Y Max acepta el reto y entrega un trabajo plenamente personal, donde los universos morales pero arcanos del pintor encuentran acomodo en la estética esencial, sobria, del autor de "Diálogo y alucinación del gigante Blanco". Y el discurso de El Bosco se acomoda perfectamente a los universos fantásticos de Max, cercanos a lo mítico y lo oculto, al rasgado del velo que es nuestra realidad como forma más eficaz de entender esa misma realidad.

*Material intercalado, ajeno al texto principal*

PR #973, opened 2022-07-13
[docs] Merge COVsearch DSL documentation into MFL documentation

pharmpy-dev-123:


docs/modelsearch.rst
```diff
@@ -392,6 +392,8 @@ MFL support the following types of options to feature descriptions:
 +---------------+------------------+-------------------------------------------------------+
 | array         | :code:`[FO, ZO]` | Multiple tokens or numbers                            |
 +---------------+------------------+-------------------------------------------------------+
+| symbol        | :code:`@IIV`     | A symbol with manual or automatic definition          |
++---------------+------------------+-------------------------------------------------------+
 
 Model features
```
stellabelin, line 398: I was thinking since the MFL now covers more than one tool (and the idea is to extend to IIV etc, right?), then we can have this documentation in Tools under the subheading Common features?

docs/modelsearch.rst
```diff
@@ -412,6 +414,41 @@ MFL support the following model features:
...
+.. _mfl_symbols:
+
+Symbols
+~~~~~~~
+
+The MFL supports defining symbols via the syntax `LET(SYMBOL, [...])`.  For
+instance, to declare a list of absorption parameters use `LET(ABSORPTION, KA)`.
+Those symbols can then be referred to when declaring covariate effects via the
+syntax `COVARIATE(@SYMBOL, ...)`. Certain symbols have an automatic definition
+when not manually defined:
```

"El tríptico de los encantados (una pantomima bosquiana)" comulga con las señas más reconocidas de su autor: su narrativa domina una ligereza aparente desde la que se plantea cuestiones hondas, se alimenta de un humor entre sutil y provocador, aporta imágenes de belleza métrica y rítmica, equilibra el bitono en páginas de gran belleza, construye ausencias, plasma espacios de vacío para experimentar la lectura reposada, y por descontado entrega escenas, estampas y secuencias impregnadas de una belleza poderosa, la de una estética ya reconocible, "Maxiana", pero que no pierde fuerza, toque ni magia.

Quizá se pueda decir que a estas alturas de la carrera del autor de "Oh, diabólica ficción" estas características se presuponen a su trabajo. Que Max hoy por hoy ofrece una incuestionable altura, una experiencia lectora siempre sublime. Pero además tenemos, por supuesto, el excitante juego de espejos entre dos creadores antitéticos pero con indudable encaje. Un Bosco recargado, exuberante, delirante y hermético, reflejado en los haikus gráficos que son los dibujos de Max, donde llegar a la esencia más depurada lo es todo. Y nos cabe también regodearnos en cómo reescribe el dibujante historias que los cuadros del pintor sugieren. Max se centra en tres, sitos evidentemente en el Museo del Prado: "Extracción de la piedra de la locura", "Las tentaciones de san Antonio Abad" y "El jardín de las delicias". Hay otras obras que soportan la ficción de Max, en forma de pequeños detalles esparcidos por el libro (de excelente factura, por cierto), pero dejaremos que el lector las descubra por sí mismo.

Garantizo que tras la lectura a uno le quedan "ganas de Bosco".